Evidemment, nous ne pouvons nous permettre un nouveau confinement, ni pour des raisons financières, ni pour des raisons humaines, et nous devons tout faire pour l’éviter. Alors oui, je suis pour la vaccination, et pour que l’on fasse tout ce qui est possible pour accélérer « l’immunité collective ».

Mais cela ne m’empêche pas d’avoir la nausée à la lecture des nouvelles qui défilent depuis la déclaration d’Emmanuel Macron lundi soir.

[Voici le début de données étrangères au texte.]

PR #586, opened 2021-11-24
Default release version in the template cluster/nodepool subcommands

axbarsan:
As seen on https://gigantic.slack.com/archives/C02EVLE9W/p1637762623395000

Que l’Etat rende la vaccination obligatoire pour tout le monde, ce qu’il fera sans doute dans quelques mois d’ailleurs, et qu’il assume sa décision. L’entre-deux incompréhensible dans lequel les nouvelles mesures nous plongent est totalement insupportable.

Lundi soir, Emmanuel Macron a déclaré vouloir reconnaître le civisme et « faire porter les restrictions sur les non-vaccinés plutôt que sur tous ». Cela s’entend, j’applaudirais presque. Malheureusement, ce n’est pas ce qui se passe. Ce serait vrai, si les contrôles de pass sanitaire étaient faits sur les personnes et non sur les établissements les recevant. Les clients décident de venir, ou de ne pas venir, en leur âme et conscience. Comme sur plein d’autres sujets, ils pourraient être contrôlés et verbalisés directement s’ils n’ont pas respecté les règles. Mais non : l’Etat choisit ici de mettre en cause les bars, les restaurants, les théâtres… nous obligeant à faire un truc ignoble, aux antipodes de nos valeurs et des raisons pour lesquelles nous avons fait ce métier d’accueil : trier à l’entrée.

Avec tout le respect que j’ai pour eux, je suis restaurateur, pas flic ou gendarme. Refuser des gens qui ont pourtant fait un choix que notre pays leur donne à ce jour très hypocritement le droit de faire, ce n’est pas mon métier. Je ne sais pas comment procéder et j’appréhende très sincèrement les scènes qui vont se jouer à l’entrée de nos établissements. Et qui, je le redis, laisseront des traces.

Deuxième aberration : l’Etat confirme que les contrôles auront lieu dès le 2 août. Les millions de personnes qui ont pris rendez-vous pour une première piqûre depuis l’allocution du Président de la République ne seront pas éligibles avant la fin août au certificat de vaccination. Nous les condamnons donc, soit à annuler leurs vacances, soit à faire des PCR tous les deux jours. Il en va de même pour notre personnel. Si, comme Emmanuel Macron l’a laissé entendre, l’objectif est de créer une vraie accélération de la vaccination chez nos compatriotes, objectif qui semble être atteint au vu des propos des équipes de Doctolib qui annoncent un pic à 18000 rendez-vous par minute, alors pourquoi ne pas démarrer les contrôles en septembre ? Il est techniquement impossible de vacciner les millions de personnes qui le souhaitent en quinze jours. Comment ne pas prendre cela en considération ?

L’impact économique et social de ce timing hallucinant, avec pour résultat l’annulation de nombreuses vacances ainsi qu’une baisse de fréquentation très forte de nos établissements, alors même que nous avons déjà constitué nos équipes de saisonniers, va être colossal. Si j’ajoute à cela les très nombreuses questions soulevées au niveau du droit du travail (que faire par exemple de nos collaborateurs qui refusent catégoriquement de se faire vacciner ?) et le fait que nos métiers étaient déjà très en tension avant la crise, cette décision de maintenir des contrôles début août est totalement incompréhensible. Les conséquences vertueuses du pass auraient pourtant été tout aussi nombreuses si l’on avait annoncé un couperet à la rentrée.

Je m’arrête là, mon service démarre dans quelques minutes. Un service avec déjà moitié moins de clients qu’il y a trois jours. Je trouve totalement injuste et révoltant que nos établissements doivent supporter la charge de cette obligation vaccinale qui ne dit pas son nom, et préfèrerait nettement que l’Etat assume ses décisions. Et ne peut qu’être incrédule devant l’impossibilité laissée aux millions de Français de se faire vacciner avant les premiers contrôles, et ce en pleine saison.